Sileika, author of three novels, including the highly acclaimed Underground, is a polished interviewer. His seemingly innocuous questions to Tuszyńska invariably resulted in soul searing responses.

“I wasn’t allowed to openly say that I was partly Jewish,” she said. To resolve this contradictory identity, she decided to write a memoir.  Some of her friends were aware of her identity, as was her late husband, too, and was a vociferous supporter of Tuszyńska attempt to record her life. “To come out of the closet, so to speak, about my Jewish identity was important not only to me, but also to so many others like me,” she said.

She had to face prejudice, even from her father, even as her mother would quietly assure her that Tuszyńska was indeed a Jew. Her parents were famous, her father was a sport journalist, and a historian with an illustrious career, and her mother was also a journalist.

They separated when she Tuszyńska was six.
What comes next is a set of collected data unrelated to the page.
PR #27, opened 2020-04-30
Basic time setting and notification service

piggz:
For comment/discussion as this is p-o-c at the moment.
My initial thought regarding the "Pinetime Service" was as a vendor-style dumping ground where any number of things could be implemented, starting with setting the time.  This is modelled on my knowledge of the Huami service on the various huami bands/watches.

If you would like to start simpler, we could implement this as a CTS service.  my reading of the spec here https://www.bluetooth.com/xml-viewer/?src=https://www.bluetooth.com/wp-content/uploads/Sitecore-Media-Library/Gatt/Xml/Services/org.bluetooth.service.current_time.xml says that writing the time characteristic is optional, so, it would just be a case of changing the uuid's and allowing reading, and we would have a basic CTS that allowed reading/writing time.

### DIFF
--- a/src/Components/Ble/CurrentTimeService.cpp
+++ b/src/Components/Ble/CurrentTimeService.cpp
@@ -50,7 +50,6 @@ int CurrentTimeService::OnTimeAccessed(uint16_t conn_handle, uint16_t attr_handl
 
   }
 
-  //!TODO need to support reading the time.
   return 0;
 }
 
--- a/src/Components/Ble/CurrentTimeService.cpp
+++ b/src/Components/Ble/CurrentTimeService.cpp
@@ -34,7 +34,22 @@ int CurrentTimeService::OnTimeAccessed(uint16_t conn_handle, uint16_t attr_handl
     m_dateTimeController.SetTime(result.year, result.month, result.dayofmonth,
                         0, result.hour, result.minute, result.second, nrf_rtc_counter_get(portNRF_RTC_REG));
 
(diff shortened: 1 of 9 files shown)


JF002:
Thanks for this PR!
I think we should try to implement standard services as much as possible (as long as it does not prevent easy integration on the companion app side).

I'm Ok with renaming the current PinetimeService to CTS and to use the standard UUIDs.

In the future, we'll add a custom service if we need to add functionalities that are not covered by the standards.

piggz:
Ive now renamed the time service and change the UUIDs, and also implemented reading, which is mandatory according to the spec, writing is optional, but used here to set the device time.

src/Components/Ble/CurrentTimeService.cpp
```diff
@@ -0,0 +1,84 @@
...
+    currentDateTime.second = m_dateTimeController.Seconds();
+    currentDateTime.millis = 0;
+
+
+    int res = os_mbuf_append(ctxt->om, &currentDateTime, sizeof(CtsData));
+    return (res == 0) ? 0 : BLE_ATT_ERR_INSUFFICIENT_RES;
+
+  }
+
+  //!TODO need to support reading the time.
```
JF002, line 53: Is this TODO still relevant?

piggz:
Hmm, something has gone horribly wrong!

piggz:
Ah, it looks lots better with the correct base branch!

She recalled, at that young age, she wasn’t willing to accept this separation, and would leave her dad’s shoes outside the door to show the other children that “he was still with me.”

Sileika asked her why she wasn’t as evocative describing her Polish heritage as her Jewish heritage, and that post-war Poland wasn’t a terribly happy place, but that period in the memoir is of happy times. Tuszyńska said both her parents were socialists, who were determined, like most of that generation, to build a new Poland. Of course, their aspirations were throttled by the overbearing presence and overarching control by the Soviet Union.

Tuszyńska’s mother never spoke about her mother (Tuszyńska’s grandmother) for many years, but then opened up to her daughter to tell her about her grandmother’s tragic death in October 1944 (Poland was liberated in January 1945).

Tuszyńska explained that in the memoir she created her grandmother’s character from her purse, which was the only thing that Tuszyńska’s mother had saved. What the purse contained was both shocking and revelatory. Everything thing in the purse was false: the documents, an envelope with a stamp that had Hitler’s face, and a photo of Jesus Christ. She was ready to escape the ghetto, but the Nazis had other plans.  Tuszyńska said it is ironic that the only proof of her grandmother’s existence is the false papers. Her husband, Tuszyńska’s grandfather, survived the war, but never spoke about the tragedy.

Marriages and unions where religion and race come together are fairly commonplace these days, especially in Canada, where immigrants from across the world live together to create a unique Canadian identity that valiantly attempts to rise above the narrow confines of faith and colour. And yet, each of this union is unique and has its own moments of little glories and major crises. Each is worth a book, at least.